There is a variety of explanations why the carnage of history seems to bring today's public little comfort or perspective about the comparatively moderate costs of Iraq. First, Americans, like most democratic people, can endure fatalities if they believe they come in the pursuit of victory, during a war against an aggressor with a definite beginning and end. That's why most polls found that about three-quarters of the American people approved of the invasion upon the fall of the Saddam Hussein statue in Baghdad in April 2003.

The public's anguish for the fewer than 150 lost during that campaign was counterbalanced by the apparently easy victory and the visible signs of enemy capitulation. But between the first 200 fatalities and the 2,000th, a third of those favoring the war changed their minds, now writing off Iraq as a mistake. Perhaps we could summarize this radical transformation as, "I was for my easy removal of Saddam, but not for your bungled and costly postwar reconstruction."
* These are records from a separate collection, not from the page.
PR #30, opened 2020-07-23
Wip/generalize generation

s-jse:
This PR replaces some of the generation and load code for the MQAN model family with `generate()` and `from_pretrained()` methods of the `transformers` package. This makes incorporating BART easier.


genienlp/models/general_seq2seq.py
```diff
@@ -126,7 +145,51 @@ def get_encoder_loss(self, context_rnn_state):
...
+                                     temperature=temperature,
+                                     eos_token_id=batch.decoder_vocab.eos_idx,
+                                     top_k=top_k,
+                                     top_p=top_p,
+                                     num_beams=num_beams,
+                                     no_repeat_ngram_size=no_repeat_ngram_size,
+                                     do_sample=do_sample,
+                                     generation_dict={'max_output_length': max_output_length, 'num_beams': num_beams}
+                                    )
+        generated = generated[:, 1:].cpu().apply_(self.decoder.map_to_full).to(batch.context.value.device) # remove bos token and map to full vocabulary
```
gcampax: Why do you remove the first token? The first token of the output is _not_ the init token, and you normally wouldn't remove it...

s-jse: The new generation code (from the `transformers` package) outputs BOS token as well.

Part of the explanation is that, like all wars against amorphous insurgencies, the current struggle requires almost constant explanation by the government to show how and why troops are fighting in a necessary cause - and for the nation's long-term security interests. Unless official spokesmen can continually connect the terrible sacrifices of our youth with the need to establish a consensual government in Iraq that might help to end the old pathology of the Middle East, in which autocracies spawn parasitic anti-Western terrorists, then the TV screen's images of blown-up American troops become the dominant narrative. The Bush administration, of course, did not help itself by having put forth weapons of mass destruction as the primary reason for the invasion - when the Senate, in bipartisan fashion, had previously authorized the war on a score of other sensible writs.

Yet castigating a sitting president for incurring such losses in even a victorious or worthy cause is hardly new.
World War I and its aftermath destroyed Woodrow Wilson.


I'm not going to quote any more of this article. The point is, he is saying, compared to other wars, not many have died in this one. It's a very dangerous and stupid point to make. For one thing, we are in the post-nuclear weapons world. Nuclear bombs were used to end off the Second World War. Now we have the country who dropped those bombs acting very aggressively elsewhere, inciting militarisation everywhere, and doing so in the name of 'Terrorism'. Who, please tell me, are terrorising the world? Which country poses a threat to all other countries?
And the argument that 'few' have died in this war, neglects to remember that one day there will be a successful counterattack, a real wolf (instead of the WMD wolfs America insists are there)and the cost to humanity will be incalculable. Meanwhile writers like this one, are saying, "You know, let's put war into context. In that one more died than in this one. So this one is really okay."
In a few years we will hopefully have paper to read the sort of mad thoughts that produced the coming catastrophes.